#### Problem description:
The span to repeat in the listing below runs from the line containing "evwilkin: @mattnolting I've" to the line containing "-115,6 +115,7 @@", inclusive. Repeat it exactly, and only it.

+ + + + + + +

Issue #5842, opened 2023-08-11
Bug - Chip - add margin for badge when used in text element


mcoker:
To fix https://github.com/patternfly/patternfly-react/issues/9483

TL;DR - we need to add back `--pf-c-chip__c-badge--MarginLeft: var(--pf-global--spacer--xs);`, and have it target the badge when it's a child of `.pf-[v]-c-chip__text`.

----

In core the badge is adjacent to `.pf-[v]-c-chip__text`, and in react the badge is a child of `.pf-[v]-c-chip__text`. Fun fact, this markup discrepancy goes back to the original implementation of a badge in the chip from 2019 via https://github.com/patternfly/patternfly/issues/1302 and https://github.com/patternfly/patternfly-react/pull/1245

For v5, core updated the CSS to add a `column-gap` to the parent of the badge + text, and removed the left margin from the badge when it's a child of a chip - https://github.com/patternfly/patternfly/pull/5360/files. This broke the badges used in the react chip component.

Talking with @tlabaj we want to 1) continue supporting core and react's markup (the change outlined above should allow that), 2) add a prop to the react chip component for a `count` or something similar that places the badge in the chip and matches core's markup, and 3) in our next breaking change, remove this left margin we're adding back from the CSS.

PR #5844, opened 2023-08-14
fix(chip): add margin for badge when used in text element

mcoker:
fixes https://github.com/patternfly/patternfly/issues/5842

I copied the markup from the [react chip example with a badge](https://www.patternfly.org/components/chip/#chip-variants) into the core workspace for this PR

Screenshot 2023-08-14 at 6 33 45 PM


thatblindgeye (approved):

tlabaj (approved):
LGTM

Issue #6685, opened 2024-05-22
Pull update to chart/global/label/fill token to fix dark theme chart labels


mcoker:
Details in https://github.com/patternfly/patternfly/issues/6681

mcoker:
closed via https://github.com/patternfly/patternfly/pull/6686

PR #6686, opened 2024-05-22
fix(charts): update dark label color token

mcoker:
fixes https://github.com/patternfly/patternfly/issues/6685

~~@lboehling just want to make sure the changes to the hex values in the palette token file are intentional? Looks to just change a handful of shorter hex values to the long/full value (eg `#06c` to `#0066cc`)~~ nevermind, core has a linter rule that complains about long hex values that can be shorter. Let the linter fix it for now, we may consider aligning on that format in the future


srambach (approved):
🐐

PR #6692, opened 2024-05-23
fix(docs): update backstop selector & reference images

### LINKED ISSUE #6602: Visual regression updates
* @wise-king-sullyman  added a [`.page-loaded` class to `<body>`](https://github.com/patternfly/patternfly-org/pull/3789/files) once a full page example loads that we should use as backstop's `readySelector` https://github.com/patternfly/patternfly/blob/cd1e552eede3f3b55f4f40a2cce5ce830b48b08c/backstop.js#L12
* We could look at adding a screenshot job for dark theme! That may be a separate issue unless it's really straight forward.

evwilkin:
Closes #6602

This PR updates the `readySelector` for backstop visual regression testing to the `.page-loaded` class which is ideally added after the page and images for each example have fully loaded.

This PR also updates the reference images for backstop.


mcoker (approved):
Awesome!! Thanks for handling this on org and core!! And now you're a screenshot ninja🥷

PR #6698, opened 2024-05-28
fix(Table): remove duplicate bottom border on mobile collapsed expandable rows

### LINKED ISSUE #6556: Table - remove extra border on mobile collapsed expandable rows
Per Kayla's comment below, remove the extra 1px border under collapsed expandable rows.  

Additional info from dupe https://github.com/patternfly/patternfly/issues/6667#issue-2299104805

> Double bottom-border on non-expanded rows in expandable tables. Here's where the borders are coming from
> 
> https://github.com/patternfly/patternfly/blob/c11387c8b1dea7e573beb0a7f5c4c12a51c1080a/src/patternfly/components/Table/table.scss#L1060-L1062
> 
> https://github.com/patternfly/patternfly/blob/c11387c8b1dea7e573beb0a7f5c4c12a51c1080a/src/patternfly/components/Table/table-grid.scss#L185-L188
> 
> Screenshot 2024-05-15 at 7 54 16 PM

evwilkin:
Closes #6556 

This PR removes the bottom border on collapsed expandable rows on mobile, which is causes a double border to appear.

### DIFF
--- a/src/patternfly/components/Table/table-grid.scss
+++ b/src/patternfly/components/Table/table-grid.scss
@@ -295,10 +295,6 @@
     --#{$table}__tr--responsive--PaddingInlineStart: var(--#{$table}__tr--responsive--nested-table--PaddingInlineStart);
 
     border: 0;
-
-    tr:where(.#{$table}__tr):not(.#{$table}__expandable-row) + tr:where(.#{$table}__tr):not(.#{$table}__expandable-row) {
-      --#{$table}__tr--responsive--PaddingBlockStart: 0;
-    }
   }
 
   // - Table grid compound expansion toggle
--- a/src/patternfly/components/Table/table-grid.scss
+++ b/src/patternfly/components/Table/table-grid.scss
@@ -49,6 +49,9 @@
   --#{$table}__tbody--after--BorderInlineStartWidth: 0;
   --#{$table}__tbody--after--BorderColor: var(--pf-t--global--border--color--clicked);
 
+  // * Table body responsive
+  --#{$table}__tbody--responsive--m-expandable--BorderBlockEndWidth: var(--pf-t--global--border--width--divider--default);
+
   // * Table tr responsive
   --#{$table}__tr--responsive--border-width--base: var(--pf-t--global--border--width--divider--default);
   --#{$table}__tr--responsive--last-child--BorderBlockEndWidth: var(--#{$table}__tbody--responsive--border-width--base);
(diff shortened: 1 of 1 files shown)


kaylachumley (approved):
looks good!

src/patternfly/components/Table/table-grid.scss
```diff
@@ -50,7 +50,7 @@
   --#{$table}__tbody--after--BorderColor: var(--pf-t--global--border--color--clicked);
 
   // * Table tr responsive
-  --#{$table}__tr--responsive--border-width--base: var(--pf-t--global--border--width--divider--default);
+  --#{$table}__tr--responsive--border-width--base: 0;
   --#{$table}__tr--responsive--last-child--BorderBlockEndWidth: var(--#{$table}__tbody--responsive--border-width--base);
```
mattnolting, line 54:
```suggestion
  --#{$table}__tr--responsive--last-child--BorderBlockEndWidth: 0;
```

src/patternfly/components/Table/table-grid.scss
```diff
@@ -50,7 +50,7 @@
   --#{$table}__tbody--after--BorderColor: var(--pf-t--global--border--color--clicked);
 
   // * Table tr responsive
-  --#{$table}__tr--responsive--border-width--base: var(--pf-t--global--border--width--divider--default);
+  --#{$table}__tr--responsive--border-width--base: 0;
```
mattnolting, line 53:
```suggestion
  --#{$table}__tr--responsive--border-width--base: var(--pf-t--global--border--width--divider--default);
```

mattnolting (commented):
This update removes more borders than I believe are intended. 

**Before:**

Screenshot 2024-06-01 at 8 46 54 AM

**After:**

Screenshot 2024-06-01 at 8 47 01 AM

evwilkin:
Suggestions above are correct that the previous code changed more than the intended target, but the proposed solution looks to revert the original problem this PR aims to solve.

The issue is that:
- expandable tables contain tbody that always has a bottom border
- Child tr which has a bottom border when the tbody is not expanded (the double border)

There are several rules similar to this case, but all focus on the tr whereas we need to focus on the class on the parent `table` and go from there so I have added a new style rule.  Note - I believe this new rule can replace [the rule below it](https://github.com/patternfly/patternfly/pull/6698/files#diff-1c73508a6dac9de0a0052bcd77f9193e0f8d95a4d5cfef221569b6b97af1e649R186), which doesn't look to apply any changes as the nesting is causing the table component selector to be added twice?

src/patternfly/components/Table/table-grid.scss
```diff
@@ -177,6 +177,11 @@
     }
   }
 
+  // Remove border on tr inside non-expanded tbody in of expandable tables
+  &.pf-m-expandable tbody:not(.pf-m-expanded) tr {
+    border-block-end: 0;
+  }
+
```
mattnolting, line 184: This does what we want, but something like this would be more straightforward. Disable all `<tr>` `border-block-end`. Initially, this logic applied to a mix and match approach to expandable table (tbody.expandable next to a regular row). However, [React's guidance](https://www.patternfly.org/components/table#expandable) places all expandable table content in a loop, within a `Tbody`. I believe it's safe to take this approach. 

**Add this variable to `:root` (`.#{$table}[class*="pf-m-grid"]` in this case) to avoid potential conflicts**

```
--#{$table}__tbody--responsive--m-expandable--BorderBlockEndWidth: var(--pf-t--global--border--width--divider--default);
```

```
  &.pf-m-expandable {
    --#{$table}__tr--BorderBlockEndWidth: 0; // nested table rows have no border

    .#{$table}__tbody {
      border-block-end: var(--#{$table}__tbody--responsive--border-width) solid var(--#{$table}--responsive--BorderColor);
    }
  }
```

You should then be able to remove [lines 190-199](https://github.com/patternfly/patternfly/pull/6698/files#diff-1c73508a6dac9de0a0052bcd77f9193e0f8d95a4d5cfef221569b6b97af1e649R190-R199) and [lines 201-212](https://github.com/patternfly/patternfly/pull/6698/files#diff-1c73508a6dac9de0a0052bcd77f9193e0f8d95a4d5cfef221569b6b97af1e649R201-R212), but because `pf-v-table` is very complex, we should run a visual regression test before merging.

evwilkin: @mattnolting I've made these changes but noticed I also needed to specifically target `.#{$table}__tbody.pf-m-expanded` to apply as needed so added that specific rule to what you laid out above 👍

mattnolting (commented):
Wonderful. Last thing, I believe you can remove [lines 299 - 300](https://github.com/patternfly/patternfly/pull/6698/files#diff-1c73508a6dac9de0a0052bcd77f9193e0f8d95a4d5cfef221569b6b97af1e649R299-R301). Looks like the padding between rows is uneven. @kaylachumley Can you confirm?

**Before**

Screenshot 2024-06-25 at 10 13 31 AM

**After**

Screenshot 2024-06-25 at 10 38 06 AM

kaylachumley:
yep! That looks better. can confirm to remove rows 299-300! @mattnolting

mattnolting (approved):
LPTM 🤖

PR #6705, opened 2024-05-29
fix(card): move borders to pseudoelement

### LINKED ISSUE #6234: Card - refactor border
Look at moving the border from the card to a pseudoelement.
Update the "revert" properties, which are not currently working.

evwilkin:
Closes #6234 

This PR:
- Moves Card borders to `::before` pseudoelement
- Removes two unneeded `revert` rules

### DIFF
--- a/src/patternfly/components/Card/card.scss
+++ b/src/patternfly/components/Card/card.scss
@@ -115,6 +115,7 @@
   &::before {
     position: absolute;
     inset: 0;
+    pointer-events: none;
     content: "";
     border: var(--#{$card}--BorderColor) var(--#{$card}--BorderStyle) var(--#{$card}--BorderWidth);
     border-radius: inherit;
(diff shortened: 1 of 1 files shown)


evwilkin:
@srambach I ended up removing 2 unneeded `revert` rules but the remaining two do look to work as expected compared to the Figma designs.  If I missed or misunderstood anything with this just lmk!

srambach:
I _think_ those reverts were there because on clickable and selectable cards, there should not be a border when the checkbox is checked, only when it's pf-m-current. You can see the difference on https://patternfly-pr-6705.surge.sh/components/card/#clickable-and-selectable vs. https://pf6.patternfly.org/components/card#clickable-and-selectable (click the checkbox on the first card)

evwilkin:
@srambach you're right, I was testing this incorrectly locally so thanks for pointing this out.  I don't see the background color rule having any effect, but I added back both removed rules out as maybe the background is affected outside of the use case in the example?  

The border revert rules are definitely needed to prevent the border color & size changes on focus-visible/selected. 👍

srambach (approved):
Thanks! 🎴

srambach (commented):
Actually, one sec - I'm seeing a flash when the checkbox is checked now https://patternfly-pr-6705.surge.sh/components/card/#selectable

+ + + + + + +

#### Result:
evwilkin: @mattnolting I've made these changes but noticed I also needed to specifically target `.#{$table}__tbody.pf-m-expanded` to apply as needed so added that specific rule to what you laid out above 👍

mattnolting (commented):
Wonderful. Last thing, I believe you can remove [lines 299 - 300](https://github.com/patternfly/patternfly/pull/6698/files#diff-1c73508a6dac9de0a0052bcd77f9193e0f8d95a4d5cfef221569b6b97af1e649R299-R301). Looks like the padding between rows is uneven. @kaylachumley Can you confirm?

**Before**

Screenshot 2024-06-25 at 10 13 31 AM

**After**

Screenshot 2024-06-25 at 10 38 06 AM

kaylachumley:
yep! That looks better. can confirm to remove rows 299-300! @mattnolting

mattnolting (approved):
LPTM 🤖

PR #6705, opened 2024-05-29
fix(card): move borders to pseudoelement

### LINKED ISSUE #6234: Card - refactor border
Look at moving the border from the card to a pseudoelement.
Update the "revert" properties, which are not currently working.

evwilkin:
Closes #6234 

This PR:
- Moves Card borders to `::before` pseudoelement
- Removes two unneeded `revert` rules

### DIFF
--- a/src/patternfly/components/Card/card.scss
+++ b/src/patternfly/components/Card/card.scss
@@ -115,6 +115,7 @@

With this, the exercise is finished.